--- Supplied entries Enclosed Below ---

PR #3898, opened 2023-10-14
Shard / Wedge Order Updates

edg444:
Changed order of mana symbols for some cards that had the outdated order.


Agetian:
These cards should not be in "upcoming",

edg444:
Closed to place cards in proper folders.

PR #3899, opened 2023-10-14
Card cleanup

edg444:
Reordered wedge and shard mana symbols for 23 cards. Updated oracle text for Thunderhawk Gunship.


tool4ever (approved):
thanks

Issue #1922, opened 2022-11-18
Source information can be invalidated when static abilities involved


tool4ever:
1. Cast _World Breaker_ with a target for its cast trigger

--- End of Enclosed Supplied entries ---

__Task description__
Exactly the lines from the one containing "Closed to place cards in proper folders." through the end of the records should be reproduced, and no others.

__The completed task__
Closed to place cards in proper folders.

PR #3899, opened 2023-10-14
Card cleanup

edg444:
Reordered wedge and shard mana symbols for 23 cards. Updated oracle text for Thunderhawk Gunship.


tool4ever (approved):
thanks

Issue #1922, opened 2022-11-18
Source information can be invalidated when static abilities involved


tool4ever:
1. Cast _World Breaker_ with a target for its cast trigger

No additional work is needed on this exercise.